PR #521, opened 2026-09-04
[FEATURE] Split release changelog by project (lexical-graph | byokg | both)

oussamahansal:
## Description

Add a path-based changelog generator that classifies each commit by the project folders it touched, so per-project releases no longer list the other project's changes.

## Changes

- classify commits by changed top-level folders
- `release_message.sh` now delegates to the generator for local previews (`release_message.sh lexical-graph|byokg|both`)
- Unit tests

## Problem

Related issue (if any): #

## Testing

## Checklist

---

### DIFF
--- a/.github/scripts/generate_changelog.py
+++ b/.github/scripts/generate_changelog.py
@@ -1,0 +1,238 @@
+#!/usr/bin/env python3
+# Copyright Amazon.com, Inc. or its affiliates. All Rights Reserved.
+# SPDX-License-Identifier: Apache-2.0
+"""Generate a release changelog grouped/filtered by project.
+
+The toolkit is a monorepo that releases ``lexical-graph`` and ``byokg`` one at a
+time, but the changelog historically listed every commit since the previous tag
+regardless of project. This script classifies each commit in a git range into
+``lexical-graph``, ``byokg``, or ``both`` by the top-level folders it changed,
+then emits markdown release notes for the requested project.
+
+Classification (by changed path):
+    * ``lexical-graph/``, ``lexical-graph-contrib/``, ``examples/lexical-graph*``
+      -> lexical-graph
+    * ``byokg-rag/``, ``examples/byokg*`` -> byokg
+    * anything else (docs-site, benchmarks, integration-tests, .github, root, ...)
+      is "shared" and reported under ``both`` since it can affect either package
+
+A commit that touches both packages is ``both``; a commit that touches only
+shared paths is also ``both``. A single-project changelog includes that
+project's commits plus the ``both`` commits (those changes ship in the release
+too).
+
+Range: pass ``--from``/``--to`` explicitly, or let the script pick the previous
+released tag of the same project (``.dev`` prereleases are ignored as baselines)
+as the start and ``--to`` (default ``HEAD``) as the end.
+
+Examples:
+    generate_changelog.py --project lexical-graph
+    generate_changelog.py --project byokg --to graphrag-byokg/v3.19.1
+    generate_changelog.py --project both --from graphrag-lexical-graph/v3.19.0
+"""
+
+import argparse
+import subprocess
+import sys
+from typing import Dict, List, NamedTuple, Optional, Set
+
+LEXICAL = 'lexical-graph'
+BYOKG = 'byokg'
+BOTH = 'both'
+PROJECTS = (LEXICAL, BYOKG, BOTH)
+
+# Top-level path prefixes that map a changed file to a package. Order matters
+# only in that the lexical-graph-contrib prefix is listed explicitly (it is not
+# under 'lexical-graph/'). str.startswith accepts a tuple of prefixes.
+LEXICAL_PREFIXES = ('lexical-graph/', 'lexical-graph-contrib/', 'examples/lexical-graph')
+BYOKG_PREFIXES = ('byokg-rag/', 'examples/byokg')
+
+# Human-readable section headings used when rendering the 'both' report.
+SECTION_TITLES = {
+    LEXICAL: 'lexical-graph',
+    BYOKG: 'byokg',
+    BOTH: 'Shared / both projects',
+}
+
+# Field/record separators for the machine-readable git log format. Using control
+# characters avoids collisions with anything in a commit subject.
+_REC = '\x1e'   # record separator: one per commit
+_FLD = '\x1f'   # field separator: between sha / short-sha / subject
+
+
+class Commit(NamedTuple):
+    sha: str
+    short_sha: str
+    subject: str
+    files: List[str]
+
+
+def bucket_for_path(path: str) -> str:
+    """Map one changed file path to 'lexical', 'byokg', or 'shared'."""
+    if path.startswith(LEXICAL_PREFIXES):
+        return 'lexical'
+    if path.startswith(BYOKG_PREFIXES):
+        return 'byokg'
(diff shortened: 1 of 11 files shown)


mykola-pereyma (approved):
LGTM — nice, well-tested per-project changelog tooling, and thanks for resolving the RELEASE.md TODOs. No shell-injection concerns (git via `subprocess` list form; the ref passed as a quoted env var rather than a `${{ }}` expansion), least-privilege on the new test workflow, and strong unit coverage of the classifier.

One non-blocking thing worth a follow-up: **the changelog append isn't idempotent.**

`softprops/action-gh-release` with `append_body: true` appends `RELEASE_CHANGELOG.md` to the release body on **every** execution. These workflows run on `release: [released|prereleased]` events, which can be re-run from the Actions UI (or a `released` event can follow a `prereleased` one for the same release on the lexical-graph workflow). Each execution would append another copy of the generated changelog to the same release notes, so a retried/re-published release ends up with duplicated changelog blocks.

A couple of ways to make it safe under re-runs:
- Have the step compute the full release body (author notes + a single delimited changelog section) and **set** the body via the API rather than appending, replacing any prior auto-generated block (e.g. delimit with an HTML-comment marker like `<!-- auto-changelog:start -->…<!-- auto-changelog:end -->` and regenerate between the markers); or
- Guard the append so it only runs once per release (skip if the marker is already present in the release body).

Not blocking — approving as-is — but worth hardening before this is relied on for a release that gets re-run.

(Also minor, for later: `previous_release_tag` is the one logic-heavy piece without a unit test since it needs git — a small git-backed test over a temp repo with a couple of tags, including a `.dev` one, would lock in the baseline-selection behavior.)

.github/scripts/generate_changelog.py
```diff
@@ -0,0 +1,238 @@
...
+    for pattern in patterns:
+        tags.extend(
+            t for t in _git('tag', '--list', pattern, '--sort=-creatordate').splitlines() if t
+        )
+    # Newest first; drop the current ref and .dev prereleases (a final release
+    # should diff against the previous real release, not its own prerelease).
+    for tag in tags:
+        if tag == to_ref or '.dev' in tag:
+            continue
+        if _is_ancestor(tag, to_ref):
```
noel-improv: Potentially blocking: this only accepts a baseline that's an ancestor of `to_ref`, but we tag on release branches and squash-downmerge, so only `v3.18.5` qualifies — 3.18.6, 3.18.7, 3.19.0 and 3.19.1 all fail it. Tagging from main (RELEASE.md step 4) then picks v3.18.5 and emits 137 entries instead of 21. Does `git log A..B` need the ancestor filter at all?

.github/scripts/generate_changelog.py
```diff
@@ -0,0 +1,238 @@
...
+
+    tags: List[str] = []
+    for pattern in patterns:
+        tags.extend(
+            t for t in _git('tag', '--list', pattern, '--sort=-creatordate').splitlines() if t
+        )
+    # Newest first; drop the current ref and .dev prereleases (a final release
+    # should diff against the previous real release, not its own prerelease).
+    for tag in tags:
+        if tag == to_ref or '.dev' in tag:
```
noel-improv: Potentially blocking: this compares tag names, but `graphrag-byokg/v3.19.1` and `graphrag-lexical-graph/v3.19.1` are the same commit, so `--project both` picks its own sibling as the baseline and every section comes back `_No changes._`. Since `both` is `release_message.sh`'s default, could we compare `git rev-parse <tag>^{}` against `to_ref^{}` instead?

.github/workflows/lexical-graph-release.yml
```diff
@@ -73,6 +78,14 @@ jobs:
           echo "version=${VERSION}" >> $GITHUB_OUTPUT
           echo "pypi_version=${VERSION#v}" >> $GITHUB_OUTPUT
 
+      - name: Generate per-project changelog
```
noel-improv, line 81: Non-blocking: this runs early in `release-build` and `_git` uses `check=True`, and `pypi-publish` needs that job — so a release-notes hiccup would block the publish. Worth moving it next to `Update release notes`, or `continue-on-error: true`? Same placement in both byokg workflows.

.github/scripts/generate_changelog.py
```diff
@@ -0,0 +1,238 @@
...
+            continue
+        if _is_ancestor(tag, to_ref):
+            return tag
+    return None
+
+
+def read_commits(from_ref: Optional[str], to_ref: str) -> List[Commit]:
+    range_spec = f'{from_ref}..{to_ref}' if from_ref else to_ref
+    fmt = f'{_REC}%H{_FLD}%h{_FLD}%s'
+    out = _git('log', '--no-merges', f'--pretty=format:{fmt}', '--name-only', range_spec)
```
noel-improv: Nit: with default `core.quotepath`, `--name-only` quotes non-ASCII paths, so the leading `"` defeats the `startswith` checks and the commit buckets as `shared`. `-c core.quotepath=false` covers it.

.github/scripts/generate_changelog.py
```diff
@@ -0,0 +1,238 @@
...
+            continue
+        header, _, rest = record.partition('\n')
+        sha, short_sha, subject = header.split(_FLD)
+        files = [line for line in rest.split('\n') if line.strip()]
+        commits.append(Commit(sha=sha, short_sha=short_sha, subject=subject, files=files))
+    return commits
+
+
+def _git(*args: str) -> str:
+    result = subprocess.run(
```
noel-improv: Nit: stderr is captured and never surfaced, so a failure in a release job shows only `exit status 128` with no reason.

noel-improv (commented):
The changes for the path-based change-log generator looks cleanly implemented and workflows look decent just a few questions I added below the main ones revolve tag names.

.github/scripts/test_generate_changelog.py
```diff
@@ -0,0 +1,268 @@
...
+        _commit(repo, 'c1', '2020-01-01T00:00:00')
+        _tag(repo, 'graphrag-lexical-graph/v1.0.0', '2020-01-01T00:00:00')
+        _tag(repo, 'graphrag-byokg/v1.0.0', '2020-01-01T00:00:01')
+        _commit(repo, 'c2', '2020-01-02T00:00:00')
+        # The release commit carries both projects' tags (identical commit).
+        _tag(repo, 'graphrag-lexical-graph/v1.1.0', '2020-01-02T00:00:00')
+        _tag(repo, 'graphrag-byokg/v1.1.0', '2020-01-02T00:00:01')
+        monkeypatch.chdir(repo)
+
+        baseline = gc.previous_release_tag('both', 'graphrag-lexical-graph/v1.1.0')
```
noel-improv, line 267: Non-blocking: this passes against the pre-fix script too, so it doesn't yet guard the bug it names. The old code globbed each pattern separately and concatenated, lexical first, so with `to_ref` as the lexical tag the correct answer came up before the sibling.

Using the byokg tag here makes it fail on the old code and pass on the new one:

```
pre-fix:  AssertionError: 'graphrag-lexical-graph/v1.1.0' in (...v1.0.0, ...v1.0.0)
fixed:    1 passed
```

`test_non_ancestor_release_is_still_the_baseline` already fails correctly against the old code.

noel-improv (approved):
looks good, just one non-blocking comment raised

· · ·

### Task directions
Include the first line, the line containing "changelog includes that", and every line between them, copied exactly from the material above; output no other line.

### Task solution
PR #521, opened 2026-09-04
[FEATURE] Split release changelog by project (lexical-graph | byokg | both)

oussamahansal:
## Description

Add a path-based changelog generator that classifies each commit by the project folders it touched, so per-project releases no longer list the other project's changes.

## Changes

- classify commits by changed top-level folders
- `release_message.sh` now delegates to the generator for local previews (`release_message.sh lexical-graph|byokg|both`)
- Unit tests

## Problem

Related issue (if any): #

## Testing

## Checklist

---

### DIFF
--- a/.github/scripts/generate_changelog.py
+++ b/.github/scripts/generate_changelog.py
@@ -1,0 +1,238 @@
+#!/usr/bin/env python3
+# Copyright Amazon.com, Inc. or its affiliates. All Rights Reserved.
+# SPDX-License-Identifier: Apache-2.0
+"""Generate a release changelog grouped/filtered by project.
+
+The toolkit is a monorepo that releases ``lexical-graph`` and ``byokg`` one at a
+time, but the changelog historically listed every commit since the previous tag
+regardless of project. This script classifies each commit in a git range into
+``lexical-graph``, ``byokg``, or ``both`` by the top-level folders it changed,
+then emits markdown release notes for the requested project.
+
+Classification (by changed path):
+    * ``lexical-graph/``, ``lexical-graph-contrib/``, ``examples/lexical-graph*``
+      -> lexical-graph
+    * ``byokg-rag/``, ``examples/byokg*`` -> byokg
+    * anything else (docs-site, benchmarks, integration-tests, .github, root, ...)
+      is "shared" and reported under ``both`` since it can affect either package
+
+A commit that touches both packages is ``both``; a commit that touches only
+shared paths is also ``both``. A single-project changelog includes that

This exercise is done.